__What the exercise asks__: Nothing in the entries should change; repeat them exactly.

__Given entries__:
- - -
Issue #274, opened 2024-11-27
(webapps) Update Screenshots on landing page


kthoms:
**Describe the bug**
The Operaton landing page contains screenshots from Tasklist, Cockpit etc. which still show "Camunda".

**To Reproduce**
Start Operaton Tomcat distro.

**Expected behavior**
The screenshots should contain "Operaton" instead of "Camunda".

**Screenshots**
![Screenshot 320](https://github.com/user-attachments/assets/1961b6c6-e2d3-4424-a1ae-322582aa9323)

hauptmedia:
It seems like there is also a Camunda logo still in the upper left corner next to "Operaton" which must be removed.

AyalaFridman:
I would love to work on this, could you assign me this task?

javahippie:
@AyalaFridman thanks a lot, assigned it to you!

javahippie:
@AyalaFridman I unassigned you again. Feel free to reach out and pick up work in this issue, but I don't want it to appear blocked for others

javahippie:
The logo was not found during the first replacement beacuse it is SVG: "M13,0 C20.1797017,0 26,5.82029825..."

Pinging @lambdaschmied2 could you create a replacement for that? After that I would take care of the new screenshots

PR #3142, opened 2026-06-09
feat(engine-rest): add case-insensitive LIKE query option

hauptmedia:
## Summary

Backports CIB Seven's opt-in `likePatternIgnoreCase` support to Operaton's Task and User query APIs.

This adds the new boolean option to:

- `GET /task`
- `POST /task`
- `GET /user`
- `TaskQuery` and `UserQuery`
- stored Task filter query JSON serialization
- REST OpenAPI templates

The default is `false`, so existing query behavior is unchanged. When callers enable `likePatternIgnoreCase`, the SQL mappings use `UPPER(column) LIKE UPPER(pattern)` for LIKE fields that are case-sensitive by default.

## Reviewer Notes

This PR intentionally groups the Task and User changes because both CIB Seven commits introduce the same explicit API concept and the same opt-in SQL behavior.

Affected Task LIKE fields:

- `assigneeLike`
- `taskDefinitionKeyLike`
- `processInstanceBusinessKeyLike`
- `caseInstanceBusinessKeyLike`
- `processDefinitionNameLike`
- `caseDefinitionNameLike`
- `candidateGroupLike`

Affected User LIKE fields:

- `firstNameLike`
- `lastNameLike`
- `emailLike`

Task `nameLike`, `nameNotLike`, and `descriptionLike` are intentionally not changed here because Operaton already routes those through the existing case-insensitive task name/description handling. The new flag is additive and opt-in for the remaining LIKE comparisons.

The stored Task filter query path is covered as well: `JsonTaskQueryConverter` persists `likePatternIgnoreCase` only when enabled and restores it when filters are loaded or extended. This prevents saved filters from silently losing the new matching behavior.

Because this introduces `UPPER(...)` around selected columns, reviewers may want to consider DB/index implications for large installations. The behavior is only applied when the new option is explicitly set.

This PR does not include the separate CIB Seven case-insensitive identity/user-id query changes. Those change user-id semantics more broadly and remain a design topic outside this backport.

## Attribution

Source fork: CIB Seven

Backported and adapted from CIB Seven PRs:

- https://github.com/cibseven/cibseven/pull/266
- https://github.com/cibseven/cibseven/pull/274

Backported commits:

- `1daabccb83e597203f0eb38e819046f256379a6a` - `chore(rest): new option likePatternIgnoreCase for the TASK query to make LIKE operators case insensitive (#266)`
- `59f76b18d64e299a21937240ceaa66c7383c6e96` - `new(rest): add likePatternIgnoreCase parameter to User query (#274)`

Original authors:

- vladgrind `<156691737+vladgrind@users.noreply.github.com>`
- Vladimir Gribko `<156691737+vladgrind@users.noreply.github.com>`

Backport database:

- Change unit `1078` marked `pr_opened` for this PR.
- Change unit `1081` marked `pr_opened` for this PR.

## Verification

- `git diff --check`
- `./mvnw -pl engine -Dtest=TaskQueryTest,UserQueryTest,FilterTaskQueryTest test`
  - `Tests run: 353, Failures: 0, Errors: 0, Skipped: 4`
- `./mvnw -pl engine -DskipTests install`
- `./mvnw -f engine-rest/engine-rest/pom.xml -Dtest=TaskRestServiceQueryTest,UserRestServiceQueryTest test`
  - REST tests run twice by the module's standard/encoding Surefire executions.
  - Each execution: `Tests run: 98, Failures: 0, Errors: 0, Skipped: 0`
- Backport database: `PRAGMA integrity_check` returned `ok`.

### DIFF
--- a/engine-rest/engine-rest-openapi/src/main/templates/lib/commons/task-query-params.ftl
+++ b/engine-rest/engine-rest-openapi/src/main/templates/lib/commons/task-query-params.ftl
@@ -670,6 +670,16 @@
       desc = "Match all variable values in this query case-insensitively. If set
               `variableValue` and `variablevalue` are treated as equal." />
 
+  <@lib.parameter name = "likePatternIgnoreCase"
+      location = "query"
+      type = "boolean"
+      defaultValue = "false"
+      desc = "Makes LIKE comparisons case-insensitive for fields that are case-sensitive by default.
+              This affects: `assigneeLike`, `taskDefinitionKeyLike`, `processInstanceBusinessKeyLike`,
+              `caseInstanceBusinessKeyLike`, `processDefinitionNameLike`, `caseDefinitionNameLike`,
+              and `candidateGroupLike`. Note: `nameLike`, `nameNotLike`, and `descriptionLike`
+              are already case-insensitive by default." />
+
   <@lib.parameter name = "parentTaskId"
       location = "query"
       type = "string"
--- a/engine-rest/engine-rest-openapi/src/main/templates/lib/commons/user-query-params.ftl
+++ b/engine-rest/engine-rest-openapi/src/main/templates/lib/commons/user-query-params.ftl
@@ -62,5 +62,13 @@
     name = "potentialStarter"
     location = "query"
     type = "string"
-    last = last
     desc = "Only select Users that are potential starter for the given process definition."/>
+
+<@lib.parameter
+    name = "likePatternIgnoreCase"
+    location = "query"
+    type = "boolean"
+    defaultValue = "false"
+    last = last
+    desc = "Makes LIKE comparisons case-insensitive for fields that are case-sensitive by default.
+            This affects: `firstNameLike`, `lastNameLike`, and `emailLike`."/>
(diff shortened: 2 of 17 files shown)


javahippie:
I'm not a fan of this one. The like queries will be significantly slower, because the database has not indexed the affected columns for this usecase (including an UPPER function). Task Definitions, Assignees, Business Keys are all values that should be accessible in the correct case. Querying for them via "like" is not very helpful in my opinion, and I have never met anybody who wanted to do this with the engine.  If we decide that the benefit is there, we would either need to properly index the colums case sensitively, or accept that these queries could become really(!) slow and memory-heavy for big databases as they all will lead to full table scans. 

So I propose closing this, as it bloats the API and either introduces new DB indexes (and increase write time) for a function which will be used very, very rarely or decrease database performance during reads.

kthoms:
I second @javahippie arguments. Please close.

hauptmedia:
Rejected, please see Tims remarks https://github.com/operaton/operaton/pull/3142#issuecomment-4705932718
- - -
__Solution to the exercise__:
Issue #274, opened 2024-11-27
(webapps) Update Screenshots on landing page


kthoms:
**Describe the bug**
The Operaton landing page contains screenshots from Tasklist, Cockpit etc. which still show "Camunda".

**To Reproduce**
Start Operaton Tomcat distro.

**Expected behavior**
The screenshots should contain "Operaton" instead of "Camunda".

**Screenshots**
![Screenshot 320](https://github.com/user-attachments/assets/1961b6c6-e2d3-4424-a1ae-322582aa9323)

hauptmedia:
It seems like there is also a Camunda logo still in the upper left corner next to "Operaton" which must be removed.

AyalaFridman:
I would love to work on this, could you assign me this task?

javahippie:
@AyalaFridman thanks a lot, assigned it to you!

javahippie:
@AyalaFridman I unassigned you again. Feel free to reach out and pick up work in this issue, but I don't want it to appear blocked for others

javahippie:
The logo was not found during the first replacement beacuse it is SVG: "M13,0 C20.1797017,0 26,5.82029825..."

Pinging @lambdaschmied2 could you create a replacement for that? After that I would take care of the new screenshots

PR #3142, opened 2026-06-09
feat(engine-rest): add case-insensitive LIKE query option

hauptmedia:
## Summary

Backports CIB Seven's opt-in `likePatternIgnoreCase` support to Operaton's Task and User query APIs.

This adds the new boolean option to:

- `GET /task`
- `POST /task`
- `GET /user`
- `TaskQuery` and `UserQuery`
- stored Task filter query JSON serialization
- REST OpenAPI templates

The default is `false`, so existing query behavior is unchanged. When callers enable `likePatternIgnoreCase`, the SQL mappings use `UPPER(column) LIKE UPPER(pattern)` for LIKE fields that are case-sensitive by default.

## Reviewer Notes

This PR intentionally groups the Task and User changes because both CIB Seven commits introduce the same explicit API concept and the same opt-in SQL behavior.

Affected Task LIKE fields:

- `assigneeLike`
- `taskDefinitionKeyLike`
- `processInstanceBusinessKeyLike`
- `caseInstanceBusinessKeyLike`
- `processDefinitionNameLike`
- `caseDefinitionNameLike`
- `candidateGroupLike`

Affected User LIKE fields:

- `firstNameLike`
- `lastNameLike`
- `emailLike`

Task `nameLike`, `nameNotLike`, and `descriptionLike` are intentionally not changed here because Operaton already routes those through the existing case-insensitive task name/description handling. The new flag is additive and opt-in for the remaining LIKE comparisons.

The stored Task filter query path is covered as well: `JsonTaskQueryConverter` persists `likePatternIgnoreCase` only when enabled and restores it when filters are loaded or extended. This prevents saved filters from silently losing the new matching behavior.

Because this introduces `UPPER(...)` around selected columns, reviewers may want to consider DB/index implications for large installations. The behavior is only applied when the new option is explicitly set.

This PR does not include the separate CIB Seven case-insensitive identity/user-id query changes. Those change user-id semantics more broadly and remain a design topic outside this backport.

## Attribution

Source fork: CIB Seven

Backported and adapted from CIB Seven PRs:

- https://github.com/cibseven/cibseven/pull/266
- https://github.com/cibseven/cibseven/pull/274

Backported commits:

- `1daabccb83e597203f0eb38e819046f256379a6a` - `chore(rest): new option likePatternIgnoreCase for the TASK query to make LIKE operators case insensitive (#266)`
- `59f76b18d64e299a21937240ceaa66c7383c6e96` - `new(rest): add likePatternIgnoreCase parameter to User query (#274)`

Original authors:

- vladgrind `<156691737+vladgrind@users.noreply.github.com>`
- Vladimir Gribko `<156691737+vladgrind@users.noreply.github.com>`

Backport database:

- Change unit `1078` marked `pr_opened` for this PR.
- Change unit `1081` marked `pr_opened` for this PR.

## Verification

- `git diff --check`
- `./mvnw -pl engine -Dtest=TaskQueryTest,UserQueryTest,FilterTaskQueryTest test`
  - `Tests run: 353, Failures: 0, Errors: 0, Skipped: 4`
- `./mvnw -pl engine -DskipTests install`
- `./mvnw -f engine-rest/engine-rest/pom.xml -Dtest=TaskRestServiceQueryTest,UserRestServiceQueryTest test`
  - REST tests run twice by the module's standard/encoding Surefire executions.
  - Each execution: `Tests run: 98, Failures: 0, Errors: 0, Skipped: 0`
- Backport database: `PRAGMA integrity_check` returned `ok`.

### DIFF
--- a/engine-rest/engine-rest-openapi/src/main/templates/lib/commons/task-query-params.ftl
+++ b/engine-rest/engine-rest-openapi/src/main/templates/lib/commons/task-query-params.ftl
@@ -670,6 +670,16 @@
       desc = "Match all variable values in this query case-insensitively. If set
               `variableValue` and `variablevalue` are treated as equal." />
 
+  <@lib.parameter name = "likePatternIgnoreCase"
+      location = "query"
+      type = "boolean"
+      defaultValue = "false"
+      desc = "Makes LIKE comparisons case-insensitive for fields that are case-sensitive by default.
+              This affects: `assigneeLike`, `taskDefinitionKeyLike`, `processInstanceBusinessKeyLike`,
+              `caseInstanceBusinessKeyLike`, `processDefinitionNameLike`, `caseDefinitionNameLike`,
+              and `candidateGroupLike`. Note: `nameLike`, `nameNotLike`, and `descriptionLike`
+              are already case-insensitive by default." />
+
   <@lib.parameter name = "parentTaskId"
       location = "query"
       type = "string"
--- a/engine-rest/engine-rest-openapi/src/main/templates/lib/commons/user-query-params.ftl
+++ b/engine-rest/engine-rest-openapi/src/main/templates/lib/commons/user-query-params.ftl
@@ -62,5 +62,13 @@
     name = "potentialStarter"
     location = "query"
     type = "string"
-    last = last
     desc = "Only select Users that are potential starter for the given process definition."/>
+
+<@lib.parameter
+    name = "likePatternIgnoreCase"
+    location = "query"
+    type = "boolean"
+    defaultValue = "false"
+    last = last
+    desc = "Makes LIKE comparisons case-insensitive for fields that are case-sensitive by default.
+            This affects: `firstNameLike`, `lastNameLike`, and `emailLike`."/>
(diff shortened: 2 of 17 files shown)


javahippie:
I'm not a fan of this one. The like queries will be significantly slower, because the database has not indexed the affected columns for this usecase (including an UPPER function). Task Definitions, Assignees, Business Keys are all values that should be accessible in the correct case. Querying for them via "like" is not very helpful in my opinion, and I have never met anybody who wanted to do this with the engine.  If we decide that the benefit is there, we would either need to properly index the colums case sensitively, or accept that these queries could become really(!) slow and memory-heavy for big databases as they all will lead to full table scans. 

So I propose closing this, as it bloats the API and either introduces new DB indexes (and increase write time) for a function which will be used very, very rarely or decrease database performance during reads.

kthoms:
I second @javahippie arguments. Please close.

hauptmedia:
Rejected, please see Tims remarks https://github.com/operaton/operaton/pull/3142#issuecomment-4705932718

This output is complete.